*Work task*:
Gather every line in the records below that contains the word "haven".

Items from a data source:
------------------------------------------------

PR #1520, opened 2025-09-02
Metric spaces induced by metric functions

lowasser:
I do find myself wondering if it'd be better to define the metric space of real numbers in terms of the distance function, rather than in terms of the neighborhood shenanigans, though they are of course equivalent.  (I haven't bothered proving that yet.)  

This of course gives locatedness and bounded distance for free.

(I also haven't yet proven that the distance function available to all located metric spaces with all elements at bounded distance is the same as the original distance function.)

### DIFF
--- a/src/metric-spaces/elements-at-bounded-distance-metric-spaces.lagda.md
+++ b/src/metric-spaces/elements-at-bounded-distance-metric-spaces.lagda.md
@@ -260,4 +260,17 @@ module _
             ( q≤0)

------------------------------------------------

*Solution for this exercise*:
I do find myself wondering if it'd be better to define the metric space of real numbers in terms of the distance function, rather than in terms of the neighborhood shenanigans, though they are of course equivalent.  (I haven't bothered proving that yet.)  
(I also haven't yet proven that the distance function available to all located metric spaces with all elements at bounded distance is the same as the original distance function.)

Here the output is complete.